- _INSTRUCTIONS FOR THE TASK_
The response must reproduce every record below without alteration.

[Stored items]
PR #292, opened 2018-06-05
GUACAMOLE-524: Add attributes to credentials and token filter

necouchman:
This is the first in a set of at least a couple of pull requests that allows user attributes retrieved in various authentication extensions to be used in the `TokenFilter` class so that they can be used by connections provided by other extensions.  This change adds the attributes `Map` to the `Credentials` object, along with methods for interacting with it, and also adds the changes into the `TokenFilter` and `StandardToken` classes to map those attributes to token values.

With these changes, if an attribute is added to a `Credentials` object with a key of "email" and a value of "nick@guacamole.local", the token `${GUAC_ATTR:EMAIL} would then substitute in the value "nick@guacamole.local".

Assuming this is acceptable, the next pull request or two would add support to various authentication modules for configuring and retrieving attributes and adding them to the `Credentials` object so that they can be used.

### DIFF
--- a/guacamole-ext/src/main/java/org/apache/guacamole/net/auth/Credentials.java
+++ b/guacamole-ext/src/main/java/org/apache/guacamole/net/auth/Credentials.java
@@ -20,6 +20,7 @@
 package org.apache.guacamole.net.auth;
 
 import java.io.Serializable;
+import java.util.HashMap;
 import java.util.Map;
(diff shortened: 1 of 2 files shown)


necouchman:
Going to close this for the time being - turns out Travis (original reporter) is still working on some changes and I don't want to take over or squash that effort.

- _RESPONSE FOR THIS EXERCISE_
PR #292, opened 2018-06-05
GUACAMOLE-524: Add attributes to credentials and token filter

necouchman:
This is the first in a set of at least a couple of pull requests that allows user attributes retrieved in various authentication extensions to be used in the `TokenFilter` class so that they can be used by connections provided by other extensions.  This change adds the attributes `Map` to the `Credentials` object, along with methods for interacting with it, and also adds the changes into the `TokenFilter` and `StandardToken` classes to map those attributes to token values.

With these changes, if an attribute is added to a `Credentials` object with a key of "email" and a value of "nick@guacamole.local", the token `${GUAC_ATTR:EMAIL} would then substitute in the value "nick@guacamole.local".

Assuming this is acceptable, the next pull request or two would add support to various authentication modules for configuring and retrieving attributes and adding them to the `Credentials` object so that they can be used.

### DIFF
--- a/guacamole-ext/src/main/java/org/apache/guacamole/net/auth/Credentials.java
+++ b/guacamole-ext/src/main/java/org/apache/guacamole/net/auth/Credentials.java
@@ -20,6 +20,7 @@
 package org.apache.guacamole.net.auth;
 
 import java.io.Serializable;
+import java.util.HashMap;
 import java.util.Map;
(diff shortened: 1 of 2 files shown)


necouchman:
Going to close this for the time being - turns out Travis (original reporter) is still working on some changes and I don't want to take over or squash that effort.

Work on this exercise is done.